Road Salt Can Keep Citizens Safe but is Damaging the Planet


Justin Snyder Photo

Road salt may help keep these drivers safe, but is damaging the environment.

Emma Kennedy, Staff Writer

Road salt is a cheap and effective way to make the roads safer to drive on when the roads are layered with ice. According to Columbia Climate School, “Today an estimated 20 million tons of salt is scattered on U.S. roads annually—about 123 pounds for every American.” Studies have shown that while road salt is effective in keeping citizens safe on the roads, it has significant detrimental effects on the environment. Road salt can negatively affect plants, wildlife, freshwater sources and soil.

A large amount of road salt runs off of roadways and collects on the side of roads, damaging the plants near them. The components of the salt degrade the soil, and in turn damages the growth of the plants. Much of the road salt also affects wildlife, potentially harming animals if they digest the salt crystals. An example of this is deer can also get salt toxicosis from eating too much road salt that causes damage to their brains, resulting in more accidents. Some animals like deer are attracted to the salt and like to lick it up, leading to an increase of accidents and more roadkill.

The salt contaminates freshwater sources and ecosystems as well. As stated by Cleveland OH Local News, elevated chloride levels in Ohio are continuing to affect freshwater ecosystems, reducing diversity in streams and slowing the growth of organisms. The high concentration of salt in the water sources can be fatal for freshwater aquatic life and is also a persistent risk to marine organisms because it doesn’t evaporate– it only builds up over time. Studies further explain that too much salt in freshwater sources can cause salty pockets to form at the bottom of the water, which creates biological dead zones. There is so little oxygen in these dead zones that aquatic life can’t survive at those depths. These zones are often caused by nutrient pollution, especially salt runoff from roadways. 

The salt runoff also affects drinking water. According to Cleveland OH Local News, “More than 40 percent of urban streams tested by the U.S. Geological Survey in 19 northern states, including Ohio, showed elevated chloride levels likely related to salt runoff from road de-icing.” The salt contaminates the water until it reaches a certain point where the water is no longer considered drinkable, according to federal safety standards. This is a concerning issue because as of right now, there isn’t a reversible solution to remove the salt from the environment. According to Columbia Climate School, “‘Once salt gets into the soil, or into a waterway, there really are no biological processes that will remove it,’ says aquatic ecologist Andrew Juhl.” The salt collection continues to contaminate and build over time and as far as studies show, there aren’t many solutions.

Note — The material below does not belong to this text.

PR #317, opened 2020-05-21
Make it possible to initialize and update regions based on interactive Matplotlib widgets

astrofrog:
This is a proof of concept of initializing and updating regions based on interactive Matplotlib widgets (which are now a think in ``matplotlib.widgets``). The idea is that regions could have a ``as_mpl_selector``  method that takes the axes and returns a Matplotlib selector. The selector is then active and the region is updated as the selector is moved around and adjusted (provided ``sync`` is set to ``True``, which is the default). Here's an example in action:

Research has revealed there aren’t many easily adaptable alternatives to road salt when it comes to deicing the roads. There have been found to be two chloride alternatives available, but they are much more expensive compared to the current road salt. Different food byproducts have been tested, but they weren’t as effective without adding salt to the liquids. The alternatives have their own disadvantages, being that the organic materials can deplete the oxygen levels of water sources which can also endanger aquatic life. Scientists are continuing to study the effects of rock salt on the environment in order to discover cheaper, safer, and more sustainable alternatives.